Create and plot FDI and NDVI binary masks

This code creates a series of binary masks for a dataset of satellite imagery at different time steps. The masks are created based on a threshold value calculated for each time step, and the resulting areas of the masks that correspond to microplastic pollution are calculated and stored in a list. The number of microplastics within the area of interest for each time step is also calculated and stored in a separate list. The masks are then plotted as subplots in a grid format with custom colors. The code also removes any unused subplots and adjusts the spacing between subplots.

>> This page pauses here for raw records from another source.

PR #207, opened 2019-08-01
feat: updates project to be used against Maistra 0.12

### LINKED ISSUE #196: Update e2e-tests to Maistra 0.12

bartoszmajsak:

Brings both cluster and the code up to date with Maistra 0.12

There are several changes coming with this PR

##### E2E Setup

- There is no `istiooc` binary anymore
  - New scripts are provided to configure and start the cluster and then enable Maistra on it
- Cluster starts before the test suite as a separated step in circleci
  - Fixed logic in the test suite on how skipping cluster startdown and shutdown is handled
  - Now you can specify through env vars cluster behaviour during the tests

The final output is a figure showing the masks for each time step and the corresponding microplastic area and number of microplastics.

[15]:
# Create binary maps based on thresholds
binary_fdi = ds_fdi > threshold_per_timestamp_fdi[0]
binary_ndvi = ds_ndvi > threshold_per_timestamp_ndvi[0]

# Create the figure and subplots
fig, axs = plt.subplots(nrows=num_plots, ncols=2, figsize=(14, 6 * num_plots))

# Loop over each timestamp and plot the corresponding microplastic maps
for i in range(num_plots):
    time_val = str(ds_masked_coastline["FDI"].time.values[i]
                  )[:-13]  # Extract timestamp and convert to string

    # FDI microplastic map
    if num_plots == 1:
        microplastics_map_fdi = binary_fdi == 1
        microplastics_map_fdi = microplastics_map_fdi.where(
            microplastics_map_fdi, np.nan)
        plot_fdi = microplastics_map_fdi.plot(ax=axs[0], cmap='Reds')
        axs[0].set_title(f'FDI Microplastic Map - Timestamp: {time_val}')
    else:
        microplastics_map_fdi = binary_fdi.isel(time=i) == 1
        microplastics_map_fdi = microplastics_map_fdi.where(
            microplastics_map_fdi, np.nan)
        plot_fdi = microplastics_map_fdi.plot(ax=axs[i, 0], cmap='Reds')
        axs[i, 0].set_title(f'FDI Microplastic Map - Timestamp: {time_val}')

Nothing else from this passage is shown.